===== Records shown =====

PR #36, opened 2020-06-09
:sparkles: add EditProfilePage

antoineeudes:
Screen Shot 2020-06-09 at 10 01 18

### DIFF
--- a/src/index.js
+++ b/src/index.js
@@ -13,6 +13,7 @@ import "firebase/auth";
 import "firebase/functions";
 import { ReactReduxFirebaseProvider } from "react-redux-firebase";
 import { composeWithDevTools } from "redux-devtools-extension/developmentOnly";
+import WithLoadedUsers from "components/organisms/WithLoadedUsers";
 
 import "bootstrap";
 import "scss/global.scss";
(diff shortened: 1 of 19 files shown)


src/pages/EditProfilePage/EditProfilePage.tsx
```diff
@@ -0,0 +1,88 @@
...
+
+  const logout = () => {
+    firebase.auth().signOut();
+    history.push("/");
+  };
+
+  return user && users ? (
+    <>
+      <NavBar />
+      <div className="container edit-profile-page-container">
```
mathieud, line 28: Is this different from the modal showing a users profile?

src/index.js
```diff
@@ -78,12 +80,16 @@ render(
     <ReactReduxFirebaseProvider {...rrfProps}>
       <Router>
         <Switch>
+          <Route
+            path="/account/edit"
+            component={withLoadedUsers(EditProfilePage)}
```
mathieud, line 85: I'd prefer a component wrapping the routes here. Would look like
```
<Switch>
  ...
  <LoadedUsers>
    <Switch>
      <Route path="/account/edit" />
      <Route path="/" component={withLoadedUsers(App)} />
    </Switch>
  </LoadedUsers>
</Switch>
```

That way we have sections clearly defined in the routing file.

antoineeudes: great idea, I totally approve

=====

# To do:
Wherever a line of the data holds "account", copy that line.

# Exercise answer:
+            path="/account/edit"
      <Route path="/account/edit" />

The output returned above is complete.